High Total Body Fat Increases Risk of Postmenopausal Breast Cancer


Reducing overall body fat associated with lower levels of breast cancer markers.

A loss of overall body fat, rather than abdominal fat, is associated with lower levels of breast cancer markers, according to a new study.

Research has shown that increased levels of the blood markers testosterone and oestrogen, sex hormones, leptin, and inflammatory factors are associated with breast cancer risk.

However, studies examining these markers have had contradictory findings, with some suggesting that the markers are primarily produced in fat accumulated in the stomach, while others have shown that weight loss is associated with changes in blood levels of breast cancer markers.
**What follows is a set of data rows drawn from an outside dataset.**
PR #53, opened 2026-04-17
smite-ir-mutator: add AFL++ custom mutator library

morehouse:
Implement the AFL++ custom mutator C ABI as a new crate. The resulting cdylib should be used with `AFL_CUSTOM_MUTATOR_LIBRARY`, along with `AFL_CUSTOM_MUTATOR_ONLY=1` and `AFL_DISABLE_TRIM=1`.

The library exports five functions for use by AFL++:
- `afl_custom_init` and `afl_custom_deinit` create and destroy a boxed `MutatorState` for use by the other functions.
- `afl_custom_fuzz` decodes and validates a provided input as a `Program`,  then mutates the `Program` or generates a new one from scratch.
- `afl_custom_splice_optout` tells AFL++ not to provide inputs for a splice mutator.
- `afl_custom_describe` returns the sequence of mutators that produced the latest mutated input.

The AFL++ custom mutator [documentation](https://aflplus.plus/docs/custom_mutators/) and [examples](https://github.com/AFLplusplus/AFLplusplus/tree/stable/custom_mutators/examples) will be helpful for review.

Ref: #5 (Milestone 1)

### DIFF
--- a/smite-ir-mutator/src/lib.rs
+++ b/smite-ir-mutator/src/lib.rs
@@ -1,0 +1,400 @@
+//! AFL++ custom mutator C ABI shim.
+//!
+//! This crate exports the `afl_custom_*` symbols that AFL++ looks up via
+//! `dlsym` when a shared library is supplied through
+//! `AFL_CUSTOM_MUTATOR_LIBRARY`. The resulting `.so` (built via
+//! `crate-type = ["cdylib"]`) is the *only* way AFL++ produces inputs for the
+//! IR fuzzer.
+//!
+//! # AFL++ environment contract
+//!
+//! Set the following when launching `afl-fuzz`:
+//! - `AFL_CUSTOM_MUTATOR_LIBRARY=/path/to/libsmite_ir_mutator.so`
+//! - `AFL_CUSTOM_MUTATOR_ONLY=1` -- disable AFL++'s byte mutators. This also
+//!   disables the havoc stage entirely, so we deliberately do not implement
+//!   `afl_custom_havoc_mutation`.
+//! - `AFL_DISABLE_TRIM=1` -- this library does not implement custom trim and
+//!   AFL++'s default byte-level trim would corrupt our structured programs.
+//!
+//! # Buffer ownership
+//!
+//! `MutatorState` owns a `Vec<u8>` (`out_buf`) that holds the serialized
+//! mutated program. When AFL++ requests a new input from us, we hand it a
+//! pointer to that `Vec<u8>` along with its length. AFL++ never saves the
+//! pointer across calls, so we're safe to reuse the buffer for the next input.
+
+use std::os::raw::{c_char, c_uint, c_void};
+use std::slice;
+
+use rand::rngs::SmallRng;
+use rand::{RngExt, SeedableRng};
+
+use smite_ir::generators::OpenChannelGenerator;
+use smite_ir::mutators::{InputSwapMutator, OperationParamMutator};
+use smite_ir::{Generator, Mutator, Program, ProgramBuilder};
+
+/// Mutator state owned by AFL++ across calls. Allocated by [`afl_custom_init`],
+/// destroyed by [`afl_custom_deinit`].
+struct MutatorState {
+    rng: SmallRng,
+    /// Reusable buffer for serialized mutated programs. The pointer to its
+    /// contents is what we hand back to AFL++ when it requests an input.
+    out_buf: Vec<u8>,
+    /// Reusable null-terminated description string returned by
+    /// [`afl_custom_describe`].
+    description: Vec<u8>,
+    /// Sequence of actions taken in the last [`afl_custom_fuzz`] call, used by
+    /// [`afl_custom_describe`] to name queue entries.
+    last_sequence: Vec<&'static str>,
+}
+
+impl MutatorState {
+    fn new(seed: u32) -> Self {
+        Self {
+            rng: SmallRng::seed_from_u64(u64::from(seed)),
+            out_buf: Vec::new(),
+            description: Vec::new(),
+            last_sequence: vec!["init"],
+        }
+    }
+
+    /// Generates a fresh program from scratch using `OpenChannelGenerator`.
+    fn generate_fresh(&mut self) -> Program {
+        let mut builder = ProgramBuilder::new();
+        OpenChannelGenerator.generate(&mut builder, &mut self.rng);
+        self.last_sequence.clear();
+        self.last_sequence.push("fresh");
+        builder.build()
+    }
+
+    /// Applies a random number of stacked mutations to `program`. The stack
+    /// count is a power of two in `[1, 16]` to give a mix of small tweaks and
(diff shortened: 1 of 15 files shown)


smite-ir-mutator/src/lib.rs
```diff
@@ -0,0 +1,404 @@
...
+        panic!("no stacked mutations of existing input after 10 attempts");
+    }
+
+    #[test]
+    fn describe_respects_max_description_len() {
+        let state = State::new(7);
+        let _ = fuzz_via_ffi(&state, Vec::new(), 1 << 16);
+        // Cap the description at 5 bytes.
+        let ptr = unsafe { afl_custom_describe(state.0, 5) };
+        let bytes = unsafe { CStr::from_ptr(ptr) }.to_bytes();
```
Chand-ra: [`CStr::to_bytes()`](https://doc.rust-lang.org/std/ffi/struct.CStr.html#method.to_bytes) explicitly strips the null terminator before returning the slice. We should use the `with_nul` variant instead.

```suggestion
        let bytes = unsafe { CStr::from_ptr(ptr) }.to_bytes_with_nul();
```

smite-ir-mutator/src/lib.rs
```diff
@@ -0,0 +1,404 @@
...
+        let mut buf = std::mem::take(&mut self.out_buf);
+        buf.clear();
+        match postcard::to_extend(program, buf) {
+            Ok(buf) => {
+                self.out_buf = buf;
+                self.out_buf.len() <= max_size
+            }
+            Err(_) => false,
+        }
+    }
```
Chand-ra: When `postcard::to_extend` fails, it returns a `postcard::Error` and drops the `Vec`, destroying the underlying heap allocation. The next time the fuzzer calls `serialize`, it will be forced to perform a fresh heap allocation, defeating the purpose of hoisting `out_buf` into `MutatorState`.

Since `&mut Vec<T>` implements the `Extend<T>` trait, We can instead pass a mutable reference to `to_extend`. If it fails, the reference's lifetime ends, but the `Vec` and its memory capacity stay right where they are.

```suggestion
    fn serialize(&mut self, program: &Program, max_size: usize) -> bool {
        self.out_buf.clear();
        match postcard::to_extend(program, &mut self.out.buf) {
            Ok(buf) => self.out_buf.len() <= max_size
            Err(_) => false,
        }
    }
```

Makes the code cleaner as well.

smite-ir-mutator/src/lib.rs
```diff
@@ -0,0 +1,404 @@
...
+    state.description.clear();
+    state.description.extend_from_slice(b"smite-ir:");
+    for (i, name) in state.last_sequence.iter().enumerate() {
+        if i > 0 {
+            state.description.push(b',');
+        }
+        state.description.extend_from_slice(name.as_bytes());
+    }
+    // Leave room for the trailing null terminator.
+    if state.description.len() > max_description_len {
```
devvaansh, line 231: Shouldn't this truncate to max_description_len.saturating_sub(1) becuase The AFL++ docs say max_description_len is the total budget. After truncation to max_description_len bytes, pushing the \0 makes it max_description_len + 1. The test describe_respects_max_description_len doesn't catch this because CStr::to_bytes() excludes the null, the assertion checks content length, not total buffer length.

Chand-ra: The description above `afl_custom_describe()` [clearly notes](https://github.com/morehouse/smite/pull/53/changes#diff-e4c2054a2abea3bb148c17bd66d85187783bf518ad07dc6e9fca263b6b3cee0bR208) that `max_description_len` doesn't count the NULL terminator byte.

devvaansh: You're right, thanks for the correction

smite-ir-mutator/src/lib.rs
```diff
@@ -0,0 +1,404 @@
...
+        assert!(!state.0.is_null());
+    }
+
+    #[test]
+    fn fuzz_with_empty_input_generates_fresh() {
+        let state = State::new(1);
+        let (out, len) = fuzz_via_ffi(&state, Vec::new(), 1 << 16);
+        assert!(len > 0);
+        decode_and_validate(out, len);
+    }
```
erickcestari, line 316: Let's verify that it's actually creating a "fresh" `Program` by examining the description.

```suggestion
    #[test]
    fn fuzz_with_empty_input_generates_fresh() {
        let state = State::new(1);
        let (out, len) = fuzz_via_ffi(&state, Vec::new(), 1 << 16);
        assert!(len > 0);
        decode_and_validate(out, len);
        let ptr = unsafe { afl_custom_describe(state.0, 64) };
        let s = unsafe { CStr::from_ptr(ptr) }
            .to_str()
            .expect("valid utf-8");
        assert_eq!(s, "smite-ir:fresh");
    }
```

smite-ir-mutator/src/lib.rs
```diff
@@ -0,0 +1,404 @@
...
+        }
+    }
+
+    #[test]
+    fn fuzz_with_garbage_input_generates_fresh() {
+        let state = State::new(3);
+        let (out, len) = fuzz_via_ffi(&state, vec![0xFFu8; 16], 1 << 16);
+        assert!(len > 0);
+        decode_and_validate(out, len);
+    }
```
erickcestari, line 340: Same here:

```suggestion
    #[test]
    fn fuzz_with_garbage_input_generates_fresh() {
        let state = State::new(3);
        let (out, len) = fuzz_via_ffi(&state, vec![0xFFu8; 16], 1 << 16);
        assert!(len > 0);
        decode_and_validate(out, len);
        let ptr = unsafe { afl_custom_describe(state.0, 64) };
        let s = unsafe { CStr::from_ptr(ptr) }
            .to_str()
            .expect("valid utf-8");
        assert_eq!(s, "smite-ir:fresh");
    }
```

erickcestari (approved):
LGTM! I've pointed out some nits. Also:

Afl++ docs says that don't having a custom trimmer is bad. This is probably designed to be done in a follow up PR, also that would probably require having different minimizers technics at `smite-ir`, right?

> Setting AFL_DISABLE_TRIM tells afl-fuzz not to trim test cases. This is usually a bad idea!

Chand-ra:
Took a quick look, LGTM.

smite-ir-mutator/src/lib.rs
morehouse: Done.

smite-ir-mutator/src/lib.rs
morehouse: Done.

morehouse:
> Afl++ docs says that don't having a custom trimmer is bad. This is probably designed to be done in a follow up PR, also that would probably require having different minimizers technics at `smite-ir`, right?

Current mutators and generators have a fixed upper bound on how large they can make programs, so trim mutators aren't super important yet.  I definitely want them in the future, but for now I'm focused on the MVP.

PR #55, opened 2026-04-24
smite-ir: Add unit tests for `OperationParamMutator`

Chand-ra:
This PR is a follow-up to #44, adding targeted, deterministic unit tests for the `OperationParamMutator`'s helper functions. 

Current tests for this mutator rely primarily on top-level integration loops. Directly testing the helper functions with seeded RNGs guarantees that every individual mutation branch is structurally sound and prevents future regressions (like off-by-one errors).

### DIFF
--- a/smite-ir/src/mutators/operation_param.rs
+++ b/smite-ir/src/mutators/operation_param.rs
@@ -392,3 +392,54 @@ fn interesting_u32(rng: &mut impl Rng) -> u32 {
 fn interesting_u64(rng: &mut impl Rng) -> u64 {
     INTERESTING_U64[rng.random_range(0..INTERESTING_U64.len())]
 }
+
+#[cfg(test)]
+mod tests {
+    use super::*;
+    use rand::{SeedableRng, rngs::SmallRng};
+
+    #[test]
+    fn shuffle_subrange_preserves_elements() {
+        let mut rng = SmallRng::seed_from_u64(0);
+        let sorted = vec![1, 2, 3, 4, 5, 6, 7, 8];
+        let mut shuffled = sorted.clone();
+
+        for _ in 0..100 {
+            shuffle_subrange(&mut shuffled, &mut rng);
+            shuffled.sort_unstable();
+            assert_eq!(
+                shuffled, sorted,
+                "shuffle_subrange must preserve all original elements"
+            );
+        }
+    }
+
+    #[test]
+    fn shuffle_subrange_mutates_input() {
+        let mut rng = SmallRng::seed_from_u64(0);
+        let data = vec![1, 2, 3, 4, 5, 6, 7, 8];
+        let mut mutated = false;
+
+        for _ in 0..50 {
+            let mut cloned = data.clone();
+            shuffle_subrange(&mut cloned, &mut rng);
+            if data != cloned {
+                mutated = true;
+            }
+        }
+        assert!(mutated, "shuffle_subrange doesn't mutate input");
+    }
+
+    #[test]
+    fn shuffle_subrange_empty_and_single() {
+        let mut rng = SmallRng::seed_from_u64(0);
+
+        let mut empty: Vec<u8> = vec![];
+        shuffle_subrange(&mut empty, &mut rng);
+        assert!(empty.is_empty());
+
+        let mut single = vec![0xFF];
+        shuffle_subrange(&mut single, &mut rng);
+        assert_eq!(single, vec![0xFF]);
+    }
+}


smite-ir/Cargo.toml
```diff
@@ -9,7 +9,7 @@ workspace = true
 
 [dependencies]
 smite = { path = "../smite" }
-rand = { version = "0.10", default-features = false }
+rand = { version = "0.10", default-features = false, features = ["std_rng"] }
```
Chand-ra: `default-features` includes `std_rng` but it's explicitly excluded here, so unsure if this is okay to do. I could add a simple PRNG in the tests module to seed the tests instead, but that'd be writing boilerplate.

smite-ir/src/mutators/operation_param.rs
```diff
@@ -323,3 +323,131 @@ fn interesting_u32(rng: &mut impl Rng) -> u32 {
 fn interesting_u64(rng: &mut impl Rng) -> u64 {
     INTERESTING_U64[rng.random_range(0..INTERESTING_U64.len())]
 }
+
+#[cfg(test)]
+mod internal_operation_param_mutator_tests {
```
ekzyis: Any reason why not use `mod tests` here?

smite-ir/Cargo.toml
ekzyis: Can we use `SmallRng` instead of `StdRng` like in smite-ir/src/tests.rs?

smite-ir/src/mutators/operation_param.rs
```diff
@@ -323,3 +323,131 @@ fn interesting_u32(rng: &mut impl Rng) -> u32 {
...
+    use super::*;
+    use rand::{SeedableRng, rngs::StdRng};
+
+    #[test]
+    fn test_shuffle_subrange_preserves_elements() {
+        let mut rng = StdRng::seed_from_u64(42);
```
ekzyis: nit: the tests in smite-ir/src/tests.rs always use 0 as the seed

smite-ir/src/mutators/operation_param.rs
```diff
@@ -323,3 +323,131 @@ fn interesting_u32(rng: &mut impl Rng) -> u32 {
...
+        let mut rng = StdRng::seed_from_u64(555);
+
+        // Find a field that has NO other fields with the same output type
+        let unique_field = AcceptChannelField::ALL.iter().find(|&&f| {
+            AcceptChannelField::ALL
+                .iter()
+                .filter(|&&other| other.output_type() == f.output_type())
+                .count()
+                == 1
+        });
```
ekzyis: nit: I don't expect changes to `AcceptChannelField`, so I think we could hard-code the field here to improve readability.

smite-ir/src/mutators/operation_param.rs
```diff
@@ -323,3 +323,131 @@ fn interesting_u32(rng: &mut impl Rng) -> u32 {
...
     INTERESTING_U64[rng.random_range(0..INTERESTING_U64.len())]
 }
+
+#[cfg(test)]
+mod internal_operation_param_mutator_tests {
+    use super::*;
+    use rand::{SeedableRng, rngs::StdRng};
+
+    #[test]
+    fn test_shuffle_subrange_preserves_elements() {
```
ekzyis: nit: I think the following tests the same while being slightly more readable + it tests that `shuffle_subrange` does something when there's no edge case, which seems to be missing as a test:

```diff
diff --git a/smite-ir/src/mutators/operation_param.rs b/smite-ir/src/mutators/operation_param.rs
index 5bcc2cb..0343998 100644
--- a/smite-ir/src/mutators/operation_param.rs
+++ b/smite-ir/src/mutators/operation_param.rs
@@ -332,24 +332,15 @@ mod internal_operation_param_mutator_tests {
     #[test]
     fn test_shuffle_subrange_preserves_elements() {
         let mut rng = StdRng::seed_from_u64(42);
+        let sorted = vec![1, 2, 3, 4, 5, 6, 7, 8];
+        let mut shuffled = sorted.clone();

-        let mut data = vec![1, 2, 3, 4, 5, 6, 7, 8];
-        let original_len = data.len();
+        shuffle_subrange(&mut shuffled, &mut rng);

-        shuffle_subrange(&mut data, &mut rng);
-
-        assert_eq!(
-            data.len(),
-            original_len,
-            "Shuffle must not change vector length"
-        );
-
-        let mut sorted_data = data.clone();
-        sorted_data.sort_unstable();
-
-        let expected = vec![1, 2, 3, 4, 5, 6, 7, 8];
+        assert_ne!(shuffled, sorted, "Shuffle must shuffle elements");
+        shuffled.sort_unstable();
         assert_eq!(
-            sorted_data, expected,
+            shuffled, sorted,
             "Shuffle must preserve all original elements"
         );
     }
```

smite-ir/Cargo.toml
ekzyis, line 1: When I run `cargo test -p smite-ir`, it updates Cargo.lock. Could it be that you forgot to push these changes? But I think the changes to Cargo.lock aren't needed if we don't enable `std_rng`, see other comment.

smite-ir/Cargo.toml
Chand-ra: A lot better, thanks.

smite-ir/src/mutators/operation_param.rs
Chand-ra: Wanted to make the name more specific, probably better to go with plain old 'test' though.

smite-ir/Cargo.toml
Chand-ra: Done.

smite-ir/src/mutators/operation_param.rs
Chand-ra: Does read better, thanks!

ekzyis (commented):
GitHub is having issues ([again](https://news.ycombinator.com/item?id=48034587)). Couldn't create review comments for individual lines, sorry.

L340:

```diff
-        assert_ne!(shuffled, sorted, "Shuffle must shuffle elements");
+        assert_ne!(shuffled, sorted, "shuffle_subrange must shuffle elements");
```

or

```diff
-        assert_ne!(shuffled, sorted, "Shuffle must shuffle elements");
+        assert_ne!(shuffled, sorted, "must shuffle elements");
```

---

L344: same suggestion

---

L424: I think "field that has NO other fields" is confusing

---

L425:

`u32` is slightly inaccurate, block heights are their own type:

```diff
-        // MinimumDepth is the only field with a `u32` output type.
+        // MinimumDepth is the only field with a `BlockHeight` output type.
```

smite-ir/src/mutators/operation_param.rs
```diff
@@ -380,3 +380,115 @@ fn interesting_u32(rng: &mut impl Rng) -> u32 {
...
     INTERESTING_U64[rng.random_range(0..INTERESTING_U64.len())]
 }
+
+#[cfg(test)]
+mod tests {
+    use super::*;
+    use rand::{SeedableRng, rngs::SmallRng};
+
+    #[test]
+    fn test_shuffle_subrange_preserves_elements() {
```
morehouse: Nit: follow codebase naming convention


```suggestion
    fn shuffle_subrange_preserves_elements() {
```

smite-ir/src/mutators/operation_param.rs
```diff
@@ -380,3 +380,115 @@ fn interesting_u32(rng: &mut impl Rng) -> u32 {
...
+        let mut shuffled = sorted.clone();
+
+        shuffle_subrange(&mut shuffled, &mut rng);
+
+        assert_ne!(shuffled, sorted, "shuffle_subrange must shuffle elements");
+        shuffled.sort_unstable();
+        assert_eq!(
+            shuffled, sorted,
+            "shuffle_subrange must preserve all original elements"
+        );
```
morehouse: This test would be stronger if we looped for many iterations.

smite-ir/src/mutators/operation_param.rs
```diff
@@ -380,3 +380,115 @@ fn interesting_u32(rng: &mut impl Rng) -> u32 {
...
+    }
+
+    #[test]
+    fn test_shuffle_subrange_empty_and_single() {
```
morehouse: Nit: follow codebase naming convention


```suggestion
    fn shuffle_subrange_empty_and_single() {
```

smite-ir/src/mutators/operation_param.rs
```diff
@@ -380,3 +380,115 @@ fn interesting_u32(rng: &mut impl Rng) -> u32 {
...
+        shuffle_subrange(&mut empty, &mut rng);
+        assert!(empty.is_empty());
+
+        let mut single = vec![0xFF];
+        shuffle_subrange(&mut single, &mut rng);
+        assert_eq!(single, vec![0xFF]);
+    }
+
+    #[test]
+    fn test_mutate_bytes_respects_max_size() {
```
morehouse: This is already covered by `param_mutator_caps_byte_length`.

smite-ir/src/mutators/operation_param.rs
```diff
@@ -380,3 +380,115 @@ fn interesting_u32(rng: &mut impl Rng) -> u32 {
...
+            assert!(
+                data.len() <= MAX_MESSAGE_SIZE,
+                "mutate_bytes exceeded MAX_MESSAGE_SIZE. Current len: {}",
+                data.len()
+            );
+        }
+    }
+
+    #[test]
+    fn test_mutate_bytes_handles_empty_input() {
```
morehouse: This test is almost useless.  It runs one time while `mutate_bytes` has 9 randomly selected arms that could execute.  It's also likely already tested in `param_mutator_caps_byte_length`.

smite-ir/src/mutators/operation_param.rs
```diff
@@ -380,3 +380,115 @@ fn interesting_u32(rng: &mut impl Rng) -> u32 {
...
+
+        for _ in 0..500 {
+            mutate_fixed_bytes(&mut bytes, &mut rng);
+        }
+        // Ensure the array actually mutated from all zeros
+        assert_ne!(bytes, [0x00; 32], "Array should have been mutated");
+    }
+
+    #[test]
+    fn test_mutate_extract_field_preserves_type() {
```
morehouse: This is already covered by `param_mutator_preserves_extract_field_type`.

smite-ir/src/mutators/operation_param.rs
```diff
@@ -380,3 +380,115 @@ fn interesting_u32(rng: &mut impl Rng) -> u32 {
...
+            assert_eq!(
+                field.output_type(),
+                original_type,
+                "Output type must be preserved"
+            );
+        }
+    }
+
+    #[test]
+    fn test_mutate_extract_field_handles_unique_types() {
```
morehouse: This is already covered by `param_mutator_returns_false_for_singleton_extract_field`.

morehouse (changes requested):
Most of these tests are already covered in the public API tests.  I think we should drop all the tests except the `shuffle_subrange` ones that actually provide some benefit.

smite-ir/src/mutators/operation_param.rs
```diff
@@ -390,3 +380,38 @@ fn interesting_u32(rng: &mut impl Rng) -> u32 {
...
+        let mut shuffled = sorted.clone();
+
+        for _ in 0..100 {
+            shuffle_subrange(&mut shuffled, &mut rng);
+            shuffled.sort_unstable();
+            assert_eq!(
+                shuffled, sorted,
+                "shuffle_subrange must preserve all original elements"
+            );
+        }
```
morehouse, line 414: I think we also should test that shuffle generally does something.


```suggestion
        let mut shuffled = sorted.clone();
        let mut diff_count = 0;

        for _ in 0..100 {
            shuffle_subrange(&mut shuffled, &mut rng);
            if shuffled != sorted {
                diff_count += 1;
            }
            shuffled.sort_unstable();
            assert_eq!(
                shuffled, sorted,
                "shuffle_subrange must preserve all original elements"
            );
        }
        assert(diff_count >= 70, "shuffle_subrange frequently does nothing");
```

Chand-ra: Doesn't look quite right to me.

Since our RNG is deterministic, `diff_count` will evaluate to the exact same number every time for a given seed, at which point we're more so testing the statistical distribution of the `rand` crate rather than the code's logic.

I believe it's better to test that `shuffle_subrange` mutates the input _at least once_. This way we can be sure the function isn't broken and just returning the identical array all the time.

Chand-ra:
Rebased on top of the latest master to resolve a merge conflict.

smite-ir/src/mutators/operation_param.rs
morehouse: The idea was to test that there isn't some unexpected bias towards doing nothing (either from our mutator implementation or the RNG), while also reducing the test flakiness in case later code changes cause slightly different mutations to occur.

But either way this is a strict improvement in testing coverage.

morehouse (approved):

PR #284, opened 2023-03-24
281 move format data migration out of migration files

### LINKED ISSUE #281: Move format data migration out of migration files
Move format fixing migration out of migrations into a separate script, because this migration take very long time to complete.

https://github.com/atviriduomenys/katalogas/blob/9349239ae43534b87ef2a8a0f28ec97033c0079d/vitrina/resources/migrations/0007_files_fix.py#L193

It would be great if requests would be cached to a specified locations, so that running it repeatedly, requests, that were already cached, would read data from the cache. For caching you can use [requests-cache](https://pypi.org/project/requests-cache/) library.

See other scripts in `scripts/` directory.

Also, check other migrations if there are other slow migrations, maybe they should be moved to a script too?

Basically we need to fix migrations, to make then run fast.

Faustasm:


scripts/fix_files.py
```diff
@@ -0,0 +1,157 @@
...
+
+
+class _Result(NamedTuple):
+    dist: models.Model  # DatasetDistribution
+    format: str
+
+
+def main():
+    Dist = apps.get_model("vitrina_resources", "DatasetDistribution")
+    Format = apps.get_model("vitrina_resources", "Format")
```
sirex: Why can't we just import modes?

scripts/fix_files.py
```diff
@@ -0,0 +1,157 @@
...
+
+    formats = {
+        f.extension: f
+        for f in Format.objects.all()
+    }
+
+    client = CachedSession('demo_cache')
```
sirex: Cache location should be configurable via command line arguments.

scripts/fix_files.py
```diff
@@ -0,0 +1,157 @@
...
+
+
+    dists_amount = len(Dist.objects.all())
```
sirex:
```suggestion
    dists_amount = Dist.objects.count()
```

sirex (changes requested):

scripts/fix_files.py
```diff
@@ -0,0 +1,153 @@
...
+    format: str
+
+
+def main(cache_location: str = Argument(..., help="File name to cache requessts")):
+    formats = {
+        f.extension: f
+        for f in Format.objects.all()
+    }
+
+    client = CachedSession(cache_location)
```
sirex, line 29: Would be nice to have a default location set, preferably using XDG_CACHE_HOME (~/.cache/vitrina/dist.db).

https://wiki.archlinux.org/title/XDG_Base_Directory

sirex (approved):

PR #736, opened 2023-11-09
347 automatinis vertimas

### LINKED ISSUE #347: Automatinis vertimas
Turi būti galimybė automatiškai išversti visus daugiakalbius [django-parler](https://github.com/atviriduomenys/katalogas/issues/61) pažymėtus verčiamus laukus.

Vertimas turėtu būti daromas naudojant https://vertimas.vu.lt/ automatinio vertimo sistemą, per API.
~Vertimas turėtu būti daromas naudojant http://vertimas.vdu.lt/twsas/PlugIns/Setup.aspx vertimo sistemą.~

Automatinis vertimas daromas iš Lietuvių į Anglų kalbą.

Tai universaliai, teoriškai turėtų būti galima įgyvendinti naudojant [Signalus](https://docs.djangoproject.com/en/3.2/topics/signals/):

https://django-parler.readthedocs.io/en/stable/api/parler.signals.html

### Epic

- https://github.com/atviriduomenys/katalogas/issues/17

### Susiję

- https://github.com/atviriduomenys/katalogas/issues/268

adp-atea:


vitrina/datasets/models.py
```diff
@@ -467,6 +477,49 @@ def get_download_count(self):
...
+                        "appId": "",
+                        "systemID": "smt-8abc06a7-09dc-405c-bd29-580edc74eb05",
+                        "text": lt_title,
+                        "options": ""
+                    },
+                    headers={
+                        "client-id": TRANSLATION_CLIENT_ID,
+                        "Content-Type": "application/json; charset=utf-8"
+                    },
+                )
```
sirex, line 501: It would be nice, if translation would be disabled if TRA.SLATION_CLIENT_ID is not given.

Also, it would be nice if form data saving would work even if VU service is down or misbehaving, for that we need to set [timeout to max 1 second](https://docs.python-requests.org/en/latest/user/advanced/#timeouts) and [handle possible request errors](https://requests.readthedocs.io/en/latest/user/quickstart/#errors-and-exceptions), probably we should handle all `RequestException` errors, and fail silently, adding just a log message about the error.

Also, since here we do two requests, maybe it would be better to do in [under single session](https://docs.python-requests.org/en/latest/user/advanced/#session-objects), to make use of Keep Alive and improve performance and cause less stress on VU servers?

sirex: Created a separate task for this:

- https://github.com/atviriduomenys/katalogas/issues/770

PR #1618, opened 2025-05-27
Generate and fill translations

Struchid:
Translations we're not generated for a long long time. Separating this PR to fill-out the missing translations, since currently, these are blocking colleagues, that are trying to add new changes, which require translated values.

Related pull request:
- https://github.com/atviriduomenys/katalogas/pull/1578


Struchid:
Already merged the bigger part.

PR #1653, opened 2025-06-30
[1603] Add missing migrations + transaction + translations

Struchid:
Bugfixes and adjustments:

- After moving the Agent to UAPI app, migrations were not commited, adding them now.
- Translations were added
- Added a transaction on agent creation, either all objects are created, or the transaction is roll-backed and the database will not have orphaned objects.


lescijuscct (approved):

martynasracct (approved):
LGTM

PR #1728, opened 2025-07-28
1710 UDTS endpoint to mark agent sync done and few agreement fixes

martynasracct:
**Summary:**
  - Add new endpoint `uapi/datasets/<form>/<org>/<catalog>/<catalog_sub>/Agreement/<agreement_id>/sync-done/` that changes `Agreement.status` to `ACTIVE` and updates `Agreement.last_sync_date`
  - Enable Agreement.is_agent_sync_enabled flag when agreement is signed
  - Allow creating project agreements for organizations that does not have one even if some agreements already exist
  - Make file paths relative in smart_contract tests

**Ticket:**
https://github.com/atviriduomenys/katalogas/issues/1710


vitrina/uapi/views/views.py
```diff
@@ -272,3 +275,30 @@ def list(self, request: Request, *args: Any, **kwargs: Any) -> Response:
...
+
+        return queryset
+
+    def update(self, request: Request, *args: Any, **kwargs: Any) -> Response:
+        agreement = self.get_object()
+        agreement.last_sync_date = timezone.now()
+        agreement.status = AgreementStatuses.ACTIVE
+
+        # Agreement.updated_at must not be updated
+        agreement.save(update_fields=["last_sync_date", "status"])
```
varzgalys, line 302:
```suggestion
        agreement.save(update_fields=["last_sync_date", "status", "updated_at"])
```

varzgalys: If remember correctly - it still need to mentioned explicitly. (you confirm/decline with tests)

varzgalys (approved):

vitrina/uapi/views/views.py
martynasracct: You are correct. But I specifically need to not update `updated_at` field. That's why it's not included. I also left a comment about it

martynasracct:
Closing PR for now. Code from other branches has to be fixed before this PR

In a study published in Endocrine-Related Cancer, investigators sought to assess the associations between changes in total fat and abdominal fat and changes in biomarkers for breast cancer risk.

The investigators used data from the SHAPE-2 trial of 243 postmenopausal overweight women. The intervention in the trial consisted of a loss of 5 kg to 6 kg (11 lbs to 13 lbs) either by diet only or exercise plus diet.

After 16 weeks, the investigators measured serum sex hormones, inflammatory markers, total body fat, and intra and subcutaneous abdominal fat. X-ray and MRI-based scans were used to assess changes in total and abdominal fat. The levels were then compared with those taken prior to the weight loss.

The results of the study showed that a reduction in total body fat was associated with favorable changes in free oestradiol, free testosterone, leptin, and sex hormone-binding globulin (SHBG). Loss of intra-abdominal fat was associated with a decrease in free testosterone, high-sensitivity C-reactive protein (hsCRP), and leptin, as well as an increase in SHBG.

The results of the multivariable analysis found that the best fitted model for the biomarkers free oestradiol, SHBG leptin, and adiponectin included only total body fat. Whereas free testosterone was subcutaneous abdominal fat. For Il-6 and adiponectin, only intra-abdominal fat change was important, according to the study.

“It is known that belly fat increases the risk of several chronic diseases, independently of total body fat, but for reducing sex hormone levels total body fat seems more important,” said lead investigator Dr Evelyn Monninkhof.

Prior research has shown conflicting associations between breast cancer risk and belly fat, but in the current study, investigators used a more accurate scanning-based method to determine fat distribution rather than waist circumference.

“In our population of healthy overweight postmenopausal women, we found fat loss at different body locations was associated with changes in different types of biomarkers, known to be related to breast cancer risk,” the authors wrote.

For the study, investigators obtained 2 measurements of fat depots and biomarkers over time. Additionally, they used more accurate DEXA measurements for total body fat, as well as MRI for belly fat.

“Our next step is to find out how belly fat and total body fat can best be conquered, to identify which nutritional or physical activity programs are optimal for reducing both weight gain and breast cancer risk,” Dr Monninkhof concluded.